Both of these papers stem from my extended work on the nature of plebeian Jacobite culture through the collection and analysis of large-scale prosopographic data compiled from archival and published sources. Please take care of yourselves; we have much to discover together!

Yours,
Darren


Fifth Colloquium of the Jacobite Studies Trust
Middlebury School, Florence
22-24 May 2020 (Canceled)

By Hook or by Crook
A Modern Reassessment of Jacobite Impressment

Little scholarly debate surrounds the ubiquitous tale of recruits being forced to join and fight in the Jacobite armies during the 1715 and 1745 risings.

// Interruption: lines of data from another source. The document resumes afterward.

PR #2998, opened 2026-09-10
ci(repo): enforce attribution rule on commit messages

### LINKED ISSUE #2817: ci: the forbidden-terms guard does not enforce the no-AI-attribution rule; only a local hook does
## What is missing

The repository convention forbids AI-attribution trailers in commit messages. The `forbidden-terms` CI guard reads the commit-message surface — `messages`, built from `git log MERGE_BASE..gate-head` — but matches it against the prior-art pattern only. It has no knowledge of attribution.

Measured on the tracked files, with a control from the same files proving the greps fire:

```
scripts/ci/forbidden-terms.mjs + .github/workflows/forbidden-terms.yml
  co-authored 0 · Co-Authored 0 · noreply 0 · attribution 0 · "Generated with" 0 · anthropic 0
  control: PATTERN_SHAPE 9
```

Two of the three repositories in this estate share a byte-identical copy of that scanner (`sha256 678fb017…`, 28570 B), so checking both is one check counted twice. The third has a different implementation and measures zero on the same six shapes with its own control firing.

## Why a hook does not cover it

The attribution rule is currently enforced only by a local git hook. That hook runs three arms — commit message, staged diff, and a pre-push pass over the push range — so it is stronger than a single `commit-msg` check. It still cannot reach a commit that never passes through a shell we provision.

Counted over the commits in this repository's history that carry such a trailer:

```
made on a provisioned machine        a local hook could have caught these
made on a machine outside our setup  no hook was ever installed
committer = GitHub (web UI or API)   no shell exists to hook
```

The majority fall into the last two categories. `--no-verify` — the bypass usually named — accounts for none of them. CI runs on the pull request regardless of client, machine or API, which is why the arm belongs there.

## Design constraints already established

**Scope it to `messages`, not to `body` or `title`.** `messages` contains the commits the pull request introduces, so a trailer found there is in something we are about to merge. Every false positive found while investigating this lived in a pull-request *body* quoting an upstream project's changelog — the trailer string an upstream project emits is byte-identical to ours, and the only thing that separates them is which repository the commit belongs to. Scoping to `messages` makes that distinction structural instead of a triage step.

**Residual, stated rather than glossed:** a branch that merges upstream commits puts their messages into that range too. Feature branches here do not do that and bot dependency PRs are single-commit, so it is small — but it is not zero, and the implementation should say so rather than claim the surface is pure.

**It cannot reuse the existing pattern input.** `PATTERN_SHAPE` is `/^[A-Za-z0-9 -]+(\|[A-Za-z0-9 -]+)*$/u`, which structurally excludes a colon, an `@` and a dot. A trailer keyword is expressible; a noreply address is not. Widening that shape is deliberate work — it is what keeps the pattern usable in two regex dialects and countable, and a second check on the scan path depends on it. Match the keyword; the address is not needed if the keyword is.

## Not in scope

Existing history is accepted as-is. These are public repositories with forks and clones, the content is a convention violation rather than a credential, and a rewrite would invalidate every clone to remove a string that survives in every fork. Report and leave.

## Acceptance

- the guard fails a pull request whose introduced commits carry an attribution trailer
- a pull request body quoting an upstream changelog containing the same trailer does **not** fail
- both cases covered by tests, each mutation-checked: break the new arm and watch the first test go red
- the residual above documented where the surface is assembled

aupyay:
## PR Checklist

The forbidden-terms workflow scans introduced commit messages for the private prior-art term list, while the repository's no-AI-attribution convention is enforced only by local hooks. Commits created outside a provisioned checkout can therefore reach a pull request without that check.

## What is the new behavior?

The guard now applies a public attribution pattern only to the `messages` surface assembled from the pull request's merge-base range. A matching introduced commit message blocks the run and identifies only its line number. The same text in a pull request body or diff fixture remains allowed, and ordinary human co-author and DCO trailers remain valid.

The workflow documents the remaining edge case: merged upstream commits also enter the merge-base range, although Yosemite Crew feature branches do not use that shape.

Validation:

- `node --test scripts/ci/forbidden-terms.test.mjs` - 68 tests passed.
- `node --test scripts/ci/tests-must-be-able-to-fail.test.mjs` - 18 tests passed.
- `pnpm run lint` - 10 tasks succeeded with existing warnings only.
- `pnpm run type-check` - 17 tasks succeeded.
- Prettier, actionlint, staged secret scanning, ESLint, and secretlint passed.
- Mutation checks confirmed that removing the scan arm breaks the blocking test and changing its surface to `body` breaks the body-isolation test.

## Related Issue(s)

Fixes #2817

### DIFF
--- a/.github/workflows/forbidden-terms.yml
+++ b/.github/workflows/forbidden-terms.yml
@@ -346,6 +346,14 @@ jobs:
             > "${RUNNER_TEMP}/surfaces/diff"
           git diff --name-only --diff-filter=ACMRT "${MERGE_BASE}" refs/remotes/origin/gate-head \
             > "${RUNNER_TEMP}/surfaces/names"
+          # The attribution arm reads only `messages`: this range is the set of
+          # commits the pull request introduces. A matching trailer quoted in a
+          # pull-request body therefore remains outside the arm.
+          #
+          # Residual: a feature branch that merges upstream commits also puts
+          # those messages in this range. Feature branches here do not use that
+          # shape and dependency pull requests contain one commit, so the risk
+          # is small but non-zero.
           git log --format=%B "${MERGE_BASE}..refs/remotes/origin/gate-head" \
             > "${RUNNER_TEMP}/surfaces/messages"
           # Through env and never interpolated into the script: the title and
--- a/scripts/ci/forbidden-terms.mjs
+++ b/scripts/ci/forbidden-terms.mjs
@@ -60,6 +60,24 @@ const ALLOWED_PROSE = path.join(import.meta.dirname, 'forbidden-terms-allowed-pr
  */
 export const SURFACES = new Set(['diff', 'names', 'messages', 'branch', 'title', 'body']);
 
+/** The only surface whose text can describe commits introduced by this pull request. */
+export const ATTRIBUTION_SURFACE = 'messages';
+
+// Keep assistant names separate so this source never contains a complete trailer.
+const ASSISTANTS = 'claude|codex|copilot';
+
+/** Attribution forms forbidden by repository convention on introduced commit messages. */
+export const ATTRIBUTION_PATTERN = new RegExp(
+  [
+    String.raw`co-authored-by:.*(${ASSISTANTS})`,
+    String.raw`generated (with|by).*(${ASSISTANTS})`,
+    String.raw`(${ASSISTANTS}) code`,
+    String.raw`made with (${ASSISTANTS})`,
+    String.raw`\u{1F916} generated`,
+  ].join('|'),
+  'iu'
+);
+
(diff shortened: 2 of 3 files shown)


ankit-yc (approved):
Reviewed the diff and rationale. This extends the existing forbidden-terms gate to also block AI-attribution trailers (Co-Authored-By: Claude/Codex/Copilot, 'Generated with...', etc.) on introduced commit messages specifically - correctly scoped to the 'messages' surface only, so legitimate discussion of the topic in a PR body/diff isn't caught. The residual risk (merged-upstream commits entering the merge-base range) is explicitly documented rather than hidden. Fixes #2817, real validation evidence (68+18 tests, mutation checks on both the scan arm and the surface-isolation boundary). This directly reinforces the standing no-attribution convention with real enforcement instead of relying only on local hooks. CI green.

The general historiography of the later Jacobite era flatly consigns the widespread prevalence of impressment tactics to the status of myth, or otherwise marginalises claims of forcible recruitment as simply a means to evade punishment. Many of these assertions, however, are built upon incomplete, published transcriptions of prisoner lists or without the extensive analysis of large bodies of archival case records. This paper addresses some missed opportunities by considering the context and process of the British penal system in the mid-eighteenth century to re-examine how cases of impressment at Jacobite trials were handled and how they were resolved. Using a prosopographic approach to collect, analyse, and track hundreds of impressment accounts juxtaposed with primary-source evidence that illustrates the nature of Jacobite recruitment through the final campaign in 1745-6, a modern, data-driven reassessment will be presented. This study will also consider the role of the Scottish Presbyterian clergy in vouching for those claiming force, as well as the distinction of Jacobite recruiting tactics compared to other coeval eighteenth-century European armies. The results in total provide some fresh perspectives about the popularity of Jacobitism in its final stage and what that meant to the ‘legitimacy’ and effectiveness of the cause.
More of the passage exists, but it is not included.